Até o momento, sete pacientes foram criopreservados e o primeiro cliente foi submetido no início de 2023. “A gente deve ter alguns casos ainda este ano com alguns membros que estão em uma doença terminal ou em estado avançado. Tem uma senhora da nobreza alemã (inscrita) que já está com 92 anos”, contempla Pinheiro.

Ao todo, o complexo na Suíça possui capacidade máxima para receber 250 pessoas, mas pode ser expandido. Entretanto, o brasileiro acredita que um processo para aumentar as vagas irá demorar, já que a idade média dos clientes é de 36 anos. “Estamos tranquilos quanto a isso.”

Tomorrow Bio

O complexo que armazena os corpos de pacientes fica localizado em região próxima de Zurique, na Suíça (Crédito: imagem cedida pela Tomorrow Bio)

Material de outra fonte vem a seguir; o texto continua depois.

PR #763, opened 2019-03-08
MH-13381, Use Organization Identifier in Workflows

lkiesow:
The maximum size of the serialized workflow instances stored in the
database is huge, causing an unnecessary performance overhead for the
frequent serialization and deserialization to/from XML. One cause for
this is the large organization data stored multiple times in the XML.

This patch drops the use of the serialized organization which is not
frequently being used anyway and replaces it by referencing the
organization via its unique identifier.

The old organization is still kept as an optional field, ensuring
backward compatibility to old serialized workflows. This means that no
migration is required.

There are more references to organizations in the XML caused by the user
data stored in the XML, but they will be dealt with separately.

### DIFF
--- a/modules/workflow-service-api/src/main/java/org/opencastproject/workflow/api/WorkflowInstanceImpl.java
+++ b/modules/workflow-service-api/src/main/java/org/opencastproject/workflow/api/WorkflowInstanceImpl.java
@@ -37,6 +37,9 @@ import org.opencastproject.workflow.api.WorkflowOperationInstance.OperationState
 
 import com.entwinemedia.fn.Fn;
 
+import org.slf4j.Logger;
+import org.slf4j.LoggerFactory;
+
 import java.util.ArrayList;
 import java.util.HashSet;
 import java.util.Iterator;
@@ -61,6 +64,8 @@ import javax.xml.bind.annotation.adapters.XmlJavaTypeAdapter;
 @XmlRootElement(name = "workflow", namespace = "http://workflow.opencastproject.org")
 @XmlAccessorType(XmlAccessType.NONE)
 public class WorkflowInstanceImpl implements WorkflowInstance {
+
+  private final Logger logger = LoggerFactory.getLogger(WorkflowInstance.class);
 
   @XmlAttribute()
   private long id;
@@ -87,6 +92,9 @@ public class WorkflowInstanceImpl implements WorkflowInstance {
   @XmlJavaTypeAdapter(OrganizationAdapter.class)
   @XmlElement(name = "organization", namespace = "http://org.opencastproject.security")
   private JaxbOrganization organization;
+
+  @XmlElement(name = "organizationid", namespace = "http://org.opencastproject.security")
+  private String organizationId;
 
   @XmlElement(name = "mediapackage", namespace = "http://mediapackage.opencastproject.org")
   private MediaPackage mediaPackage;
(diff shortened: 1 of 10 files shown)


smarquard:
Confirmed by looking at payload in oc_job that the workflow serialized XML now has:

    <sec:organizationid>mh_default_org</sec:organizationid>

rather than

    <sec:organization id="mh_default_org"> ... (etc) ... </sec:organization>

Still to do some basic regression testing, but looks good.

A similar change for the sec:creator user info will be a big win as well.

modules/workflow-service-api/src/main/java/org/opencastproject/workflow/api/WorkflowInstanceImpl.java
```diff
@@ -202,8 +210,15 @@ public User getCreator() {
    * @see org.opencastproject.workflow.api.WorkflowInstance#getOrganization()
    */
   @Override
-  public Organization getOrganization() {
-    return organization;
+  public String getOrganization() {
```
staubesv: getOrganizationId() would be more consistent with other similar situations in the codecase

modules/workflow-service-api/src/main/java/org/opencastproject/workflow/api/WorkflowInstanceImpl.java
```diff
@@ -217,14 +232,11 @@ public void setCreator(User creator) {
...
-   *          the organization
+   * @param organizationId
+   *          the organization identifier
    */
-  public void setOrganization(Organization organization) {
-    if (organization == null)
-      this.organization = null;
-    else
-      this.organization = JaxbOrganization.fromOrganization(organization);
+  public void setOrganization(final String organizationId) {
```
staubesv: setOrganizationId() would be more consistent with other similar situations in the codecase

modules/workflow-service-impl/src/main/java/org/opencastproject/workflow/impl/WorkflowServiceImpl.java
```diff
@@ -2387,7 +2387,13 @@ public void repopulate(final String indexName) throws Exception {
           logger.warn("Skipping restoring of workflow. Error parsing: {}", workflow, e);
           continue;
         }
-        Organization organization = instance.getOrganization();
+        Organization organization = null;
+        try {
+          organization = organizationDirectoryService.getOrganization(instance.getOrganization());
```
staubesv: ... getOrganization() expects the ID of the organization. While instance.getOrganization() now indeed does return the ID, instace.getOrganizationId() would make this more obvious.

modules/workflow-service-api/src/main/java/org/opencastproject/workflow/api/WorkflowInstanceImpl.java
```diff
@@ -88,6 +93,9 @@
   @XmlElement(name = "organization", namespace = "http://org.opencastproject.security")
```
staubesv: That likely can be removed...

staubesv (dismissed):
I've found a minor issue:

- The setter/getter method set-/getOrganization() should be renamed to set-/getOrganizationId()

[Update] Just found the serialized workflow instance in the DB....

modules/workflow-service-api/src/main/java/org/opencastproject/workflow/api/WorkflowInstanceImpl.java
```diff
@@ -88,6 +93,9 @@
...
   private JaxbOrganization organization;
 
+  @XmlElement(name = "organizationid", namespace = "http://org.opencastproject.security")
```
staubesv: Maybe organization_id or organizationId for sake of readability?

lkiesow: I changed it to `organization-id` to be consistent with other XML tags we use like for example `time-in-queue`

staubesv (approved):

O empresário explica que qualquer pessoa pode se inscrever no processo de criopreservação e o cliente precisa ler um documento que o informa de que não há garantias de sucesso. “A maioria dos nossos membros estão cientes disso, concordam com isso e acreditam que essa tecnologia irá funcionar um dia”, afirma.

O brasileiro complementa que indivíduos de qualquer idade podem se inscrever e até mesmo animais de estimação também podem ser submetidos ao procedimento. “Tem pessoas que colocam a família inteira”, comenta Pinheiro, explicando que os corpos dos pacientes são categorizados como “doados para a ciência”.

Ainda, Pinheiro acrescenta que parte do montante pago pelos pacientes vai para a TPF (Tomorrow Patient Foundation), uma organização sem fins lucrativos associada à Tomorrow Bio composta por um conselho voluntário de pessoas que também serão criopreservadas e investe as quantias em ativos de baixo risco, como títulos do Tesouro dos Estados Unidos, para cobrir a inflação. “O único propósito (da TPF) é garantir que as pessoas estão preservadas de maneira correta e ser o guardião legal do paciente”, explica.

Pinheiro revelou que há uma expectativa de expandir os negócios da Tomorrow Bio para os Estados Unidos e, futuramente, ao México e ao Brasil.